PR #3269, opened 2016-11-30
Fix acceptance test partial text fill-ins.

rphillipsz:
It's likely that the Angular bindings weren't complete when Capybara was filling in the fields, resulting in a race and occasional partially populated fields.  This combines the angular ng-if to not show the form until the binding is there with a capybara find() to wait for the form elements to ensure the binding is complete before entering the text fields.

ref: https://goo.gl/y58srz


tgjonestx:
👍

☆ ☆ ☆

Instructions to follow
A word-for-word restatement of every record above is expected.

Response below
PR #3269, opened 2016-11-30
Fix acceptance test partial text fill-ins.

rphillipsz:
It's likely that the Angular bindings weren't complete when Capybara was filling in the fields, resulting in a race and occasional partially populated fields.  This combines the angular ng-if to not show the form until the binding is there with a capybara find() to wait for the form elements to ensure the binding is complete before entering the text fields.

ref: https://goo.gl/y58srz


tgjonestx:
👍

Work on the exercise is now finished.